Problem to work on:
From the data below, copy out every line in which the word "first" occurs.

Saved entries:
PR #158, opened 2022-12-29
Update Python version for CI to 3.9

polm:
## Description

This updates the CI Python version from 3.7 to 3.9 because 3.7 will reach end of life next year. 

### Types of change

chore

## Checklist

### DIFF
--- a/azure-pipelines.yml
+++ b/azure-pipelines.yml
@@ -33,11 +33,19 @@ jobs:
                 versionSpec: '$(python.version)'
                 architecture: 'x64'
 
+
+
           - script: |
                 pip install "spacy>=3.2.0,<3.5.0"
                 pip install pytest
                 pip install wheel
             displayName: 'Install dependencies'
+
+          - if: contains( matrix.imageName, 'macos')
+            name: Install bash 5.0 under macOS for mapfile
+            script: |
+              brew install bash
+              sudo mv /usr/local/bin/bash /bin/bash
 
           - task: Bash@3
             inputs:
--- a/azure-pipelines.yml
+++ b/azure-pipelines.yml
@@ -33,18 +33,16 @@ jobs:
                 versionSpec: '$(python.version)'
                 architecture: 'x64'
 
-
-
           - script: |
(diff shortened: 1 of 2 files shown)


svlandeg (commented):
3.7 still has half a year to go until it reaches EOL, and we still have many users on 3.7, so I wouldn't remove it from the CI entirely. What we can do though, is for instance run 3.7 on Windows and 3.9 on Linux, so we test more broadly.

rmitsch:
Sounds reasonable. Questions:
- Has this been discussed internally yet?
- Why 3.9 and not 3.8?

svlandeg:
We could add MacOS for 3.8 :-)

polm:
I don't think we've discussed this internally. My choice of 3.9 here was basically arbitrary.

I have no objection to having multiple versions of Python in the CI, though before this PR the tests are already just using one version, probably to keep test runtime down. I also do think it's reasonable to expect fewer issues related to Python version here than in the main spaCy repo, for example. 

I'll go ahead and change this to:

- 3.7 Win
- 3.8 OSX
- 3.9 Linux

polm:
Well, this found our first error in the tests: `mapfile` isn't in the default bash on OSX. I'll work on fixing it...

rmitsch:
Which tests did you run to ensure that the behavior of the modified script matches the existing one? Specifically, are tests rerun if changes are detected at the first directory level? Sorry, my bash-fu isn't good enough to see that right away.

polm:
Thanks for mentioning that - I had tested changes in the top-level directory but had forgotten about the README files in the first-level directories, so it would have re-run in that case. I fixed that.

After the fix, the way the bash script works bit by bit is:

```
git diff ... | sed ... # this was already there
cut -f 1-2 -d/ # was being done later anyway, but gives the first two components, and any second slash is removed (there is at most one slash)
grep /. # This finds things with a slash followed by a character (must be a second-level directory)
sort -u # This filters any duplicates, like if `a/b` and `a/b/c` have modifications
```

I tested this by making modifications to files at the top, first, second, and third levels, including duplicates and non-duplicates.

Result below:
Well, this found our first error in the tests: `mapfile` isn't in the default bash on OSX. I'll work on fixing it...
Which tests did you run to ensure that the behavior of the modified script matches the existing one? Specifically, are tests rerun if changes are detected at the first directory level? Sorry, my bash-fu isn't good enough to see that right away.
Thanks for mentioning that - I had tested changes in the top-level directory but had forgotten about the README files in the first-level directories, so it would have re-run in that case. I fixed that.
cut -f 1-2 -d/ # was being done later anyway, but gives the first two components, and any second slash is removed (there is at most one slash)
I tested this by making modifications to files at the top, first, second, and third levels, including duplicates and non-duplicates.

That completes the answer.